## Task
From the records below, state how many lines hold the string "next", without any other text.

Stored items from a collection
--- --- ---

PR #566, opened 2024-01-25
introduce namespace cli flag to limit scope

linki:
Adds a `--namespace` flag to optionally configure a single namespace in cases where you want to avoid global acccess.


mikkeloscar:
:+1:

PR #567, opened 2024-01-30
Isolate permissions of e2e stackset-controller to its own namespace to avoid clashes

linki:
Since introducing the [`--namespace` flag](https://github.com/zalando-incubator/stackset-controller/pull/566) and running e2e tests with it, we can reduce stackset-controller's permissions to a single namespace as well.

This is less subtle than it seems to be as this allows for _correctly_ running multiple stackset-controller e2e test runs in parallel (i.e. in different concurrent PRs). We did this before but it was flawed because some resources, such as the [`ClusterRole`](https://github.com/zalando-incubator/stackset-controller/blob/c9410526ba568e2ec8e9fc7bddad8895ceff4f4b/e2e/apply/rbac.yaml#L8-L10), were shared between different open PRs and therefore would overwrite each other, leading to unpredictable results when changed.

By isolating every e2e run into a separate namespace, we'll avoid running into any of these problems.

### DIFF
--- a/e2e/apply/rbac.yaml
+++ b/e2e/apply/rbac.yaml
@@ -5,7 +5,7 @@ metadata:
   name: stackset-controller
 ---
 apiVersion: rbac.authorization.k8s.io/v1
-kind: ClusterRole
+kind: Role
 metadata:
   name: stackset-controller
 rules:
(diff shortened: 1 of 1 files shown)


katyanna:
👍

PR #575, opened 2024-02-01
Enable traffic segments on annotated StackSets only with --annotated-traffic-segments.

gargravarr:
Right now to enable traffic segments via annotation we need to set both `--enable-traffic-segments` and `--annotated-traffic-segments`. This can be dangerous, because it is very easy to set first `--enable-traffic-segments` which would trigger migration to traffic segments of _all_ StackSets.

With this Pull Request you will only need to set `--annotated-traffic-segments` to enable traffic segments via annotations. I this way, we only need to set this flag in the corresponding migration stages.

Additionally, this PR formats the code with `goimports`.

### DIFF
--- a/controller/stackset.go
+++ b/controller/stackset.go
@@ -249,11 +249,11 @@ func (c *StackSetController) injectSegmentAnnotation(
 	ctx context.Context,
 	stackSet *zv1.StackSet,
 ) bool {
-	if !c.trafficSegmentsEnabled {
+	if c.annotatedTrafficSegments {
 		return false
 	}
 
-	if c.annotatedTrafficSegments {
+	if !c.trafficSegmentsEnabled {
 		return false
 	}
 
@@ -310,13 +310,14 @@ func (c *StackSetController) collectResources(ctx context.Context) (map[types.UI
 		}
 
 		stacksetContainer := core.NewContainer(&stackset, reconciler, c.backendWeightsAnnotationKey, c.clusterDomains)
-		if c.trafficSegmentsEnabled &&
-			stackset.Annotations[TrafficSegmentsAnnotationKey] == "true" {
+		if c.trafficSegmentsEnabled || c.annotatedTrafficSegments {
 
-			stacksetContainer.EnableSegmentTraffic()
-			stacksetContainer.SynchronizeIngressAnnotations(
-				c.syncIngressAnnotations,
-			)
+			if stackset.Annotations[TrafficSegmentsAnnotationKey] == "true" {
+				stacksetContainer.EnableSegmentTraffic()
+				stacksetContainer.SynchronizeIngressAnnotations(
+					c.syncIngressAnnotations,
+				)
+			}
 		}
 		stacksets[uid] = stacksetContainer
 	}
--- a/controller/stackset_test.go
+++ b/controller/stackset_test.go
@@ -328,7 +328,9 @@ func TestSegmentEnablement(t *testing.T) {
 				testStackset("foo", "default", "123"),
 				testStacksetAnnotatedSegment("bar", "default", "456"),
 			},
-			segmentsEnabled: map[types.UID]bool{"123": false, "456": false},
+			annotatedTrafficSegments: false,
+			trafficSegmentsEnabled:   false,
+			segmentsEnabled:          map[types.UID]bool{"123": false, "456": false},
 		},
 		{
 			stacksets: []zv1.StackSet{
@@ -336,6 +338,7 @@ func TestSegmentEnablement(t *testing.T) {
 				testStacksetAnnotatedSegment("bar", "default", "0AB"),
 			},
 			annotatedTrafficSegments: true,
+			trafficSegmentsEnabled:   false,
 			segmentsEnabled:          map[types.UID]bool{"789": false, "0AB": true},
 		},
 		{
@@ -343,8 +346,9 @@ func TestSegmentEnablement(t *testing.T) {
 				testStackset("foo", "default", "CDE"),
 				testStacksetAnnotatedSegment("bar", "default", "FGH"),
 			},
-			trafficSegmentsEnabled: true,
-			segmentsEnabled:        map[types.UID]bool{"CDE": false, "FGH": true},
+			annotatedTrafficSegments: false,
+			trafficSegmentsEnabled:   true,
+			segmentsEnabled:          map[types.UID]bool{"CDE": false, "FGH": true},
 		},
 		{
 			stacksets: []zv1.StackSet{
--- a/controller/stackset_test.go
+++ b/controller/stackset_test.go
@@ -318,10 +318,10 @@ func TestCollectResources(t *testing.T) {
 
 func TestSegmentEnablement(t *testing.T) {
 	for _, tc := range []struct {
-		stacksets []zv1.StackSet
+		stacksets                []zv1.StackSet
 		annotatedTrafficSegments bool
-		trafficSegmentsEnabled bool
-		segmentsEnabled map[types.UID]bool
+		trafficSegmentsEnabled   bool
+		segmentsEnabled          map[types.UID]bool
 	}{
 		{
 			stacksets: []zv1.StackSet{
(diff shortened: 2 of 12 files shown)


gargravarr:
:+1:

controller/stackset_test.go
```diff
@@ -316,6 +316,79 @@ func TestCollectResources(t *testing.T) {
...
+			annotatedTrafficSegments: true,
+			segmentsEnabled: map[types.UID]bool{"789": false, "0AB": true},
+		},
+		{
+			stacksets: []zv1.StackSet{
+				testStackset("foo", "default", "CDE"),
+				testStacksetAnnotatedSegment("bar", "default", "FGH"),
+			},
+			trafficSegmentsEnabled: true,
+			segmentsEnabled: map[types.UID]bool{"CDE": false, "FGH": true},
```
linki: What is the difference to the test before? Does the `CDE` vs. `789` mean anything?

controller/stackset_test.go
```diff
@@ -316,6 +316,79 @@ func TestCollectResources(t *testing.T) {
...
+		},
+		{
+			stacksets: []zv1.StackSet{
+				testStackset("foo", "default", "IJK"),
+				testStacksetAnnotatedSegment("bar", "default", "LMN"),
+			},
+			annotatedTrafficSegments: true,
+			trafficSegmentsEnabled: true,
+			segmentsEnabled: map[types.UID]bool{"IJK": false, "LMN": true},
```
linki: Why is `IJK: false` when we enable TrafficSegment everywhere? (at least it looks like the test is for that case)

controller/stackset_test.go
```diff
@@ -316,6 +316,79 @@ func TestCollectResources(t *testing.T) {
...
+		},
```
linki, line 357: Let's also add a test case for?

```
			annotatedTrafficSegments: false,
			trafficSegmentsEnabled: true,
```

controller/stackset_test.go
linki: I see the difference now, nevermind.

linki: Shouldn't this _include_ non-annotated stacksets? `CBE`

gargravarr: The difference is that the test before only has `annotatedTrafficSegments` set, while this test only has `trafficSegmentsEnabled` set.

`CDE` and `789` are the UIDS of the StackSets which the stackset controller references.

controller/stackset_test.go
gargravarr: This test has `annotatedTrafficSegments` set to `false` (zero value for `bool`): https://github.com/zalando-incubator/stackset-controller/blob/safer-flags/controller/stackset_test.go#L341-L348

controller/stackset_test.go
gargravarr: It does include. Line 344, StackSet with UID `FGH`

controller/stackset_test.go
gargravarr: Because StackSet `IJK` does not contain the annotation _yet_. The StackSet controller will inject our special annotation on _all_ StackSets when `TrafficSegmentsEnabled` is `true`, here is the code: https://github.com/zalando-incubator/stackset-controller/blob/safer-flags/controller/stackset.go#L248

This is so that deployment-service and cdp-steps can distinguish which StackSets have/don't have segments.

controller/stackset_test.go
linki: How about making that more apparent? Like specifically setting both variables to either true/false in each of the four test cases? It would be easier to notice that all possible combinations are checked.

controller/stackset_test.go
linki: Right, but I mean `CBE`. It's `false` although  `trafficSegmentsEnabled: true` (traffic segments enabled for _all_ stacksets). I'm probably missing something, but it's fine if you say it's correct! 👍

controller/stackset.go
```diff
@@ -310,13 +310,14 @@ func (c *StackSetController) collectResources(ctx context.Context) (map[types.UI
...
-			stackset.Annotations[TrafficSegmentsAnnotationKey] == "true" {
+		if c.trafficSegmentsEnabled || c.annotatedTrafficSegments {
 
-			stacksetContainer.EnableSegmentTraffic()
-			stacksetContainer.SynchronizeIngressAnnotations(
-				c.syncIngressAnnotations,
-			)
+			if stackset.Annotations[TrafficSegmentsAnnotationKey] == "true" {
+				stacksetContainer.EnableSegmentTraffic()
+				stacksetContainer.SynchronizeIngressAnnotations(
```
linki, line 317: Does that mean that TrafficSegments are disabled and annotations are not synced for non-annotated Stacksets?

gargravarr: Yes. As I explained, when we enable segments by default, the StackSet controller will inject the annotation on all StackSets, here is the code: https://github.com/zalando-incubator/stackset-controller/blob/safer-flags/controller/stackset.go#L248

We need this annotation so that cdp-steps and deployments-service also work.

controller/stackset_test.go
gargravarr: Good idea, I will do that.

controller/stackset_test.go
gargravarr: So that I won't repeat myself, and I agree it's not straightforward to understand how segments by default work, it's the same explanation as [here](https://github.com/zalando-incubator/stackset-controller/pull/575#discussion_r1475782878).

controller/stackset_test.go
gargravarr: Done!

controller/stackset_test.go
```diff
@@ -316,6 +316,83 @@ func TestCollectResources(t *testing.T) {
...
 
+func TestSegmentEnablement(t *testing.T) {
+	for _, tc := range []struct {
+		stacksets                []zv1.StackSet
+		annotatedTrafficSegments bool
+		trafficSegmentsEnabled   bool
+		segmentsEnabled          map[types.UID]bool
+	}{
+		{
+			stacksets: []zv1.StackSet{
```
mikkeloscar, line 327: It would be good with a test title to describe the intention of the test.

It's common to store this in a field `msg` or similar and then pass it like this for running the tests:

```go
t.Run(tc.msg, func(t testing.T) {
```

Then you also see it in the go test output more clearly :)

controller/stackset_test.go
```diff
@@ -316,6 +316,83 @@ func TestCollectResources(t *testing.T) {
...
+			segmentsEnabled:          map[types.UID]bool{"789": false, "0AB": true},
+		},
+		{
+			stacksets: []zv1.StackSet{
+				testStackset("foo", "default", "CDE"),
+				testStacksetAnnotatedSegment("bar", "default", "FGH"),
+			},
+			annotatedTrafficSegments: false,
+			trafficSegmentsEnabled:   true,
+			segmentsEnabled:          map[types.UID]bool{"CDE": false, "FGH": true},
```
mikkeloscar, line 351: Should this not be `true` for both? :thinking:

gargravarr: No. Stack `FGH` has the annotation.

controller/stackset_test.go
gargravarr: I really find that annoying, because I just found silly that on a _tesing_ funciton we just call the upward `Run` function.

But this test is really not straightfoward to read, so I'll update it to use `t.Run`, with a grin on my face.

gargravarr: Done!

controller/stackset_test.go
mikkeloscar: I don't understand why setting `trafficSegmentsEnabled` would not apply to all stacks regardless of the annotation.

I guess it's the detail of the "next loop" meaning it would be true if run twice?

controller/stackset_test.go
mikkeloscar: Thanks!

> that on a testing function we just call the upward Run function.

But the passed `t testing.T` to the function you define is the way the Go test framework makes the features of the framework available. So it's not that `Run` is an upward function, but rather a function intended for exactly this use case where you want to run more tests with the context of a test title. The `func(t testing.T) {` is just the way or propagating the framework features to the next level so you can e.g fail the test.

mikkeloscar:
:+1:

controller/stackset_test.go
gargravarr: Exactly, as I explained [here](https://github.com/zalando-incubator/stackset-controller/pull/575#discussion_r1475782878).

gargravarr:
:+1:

--- --- ---

## Written solution
2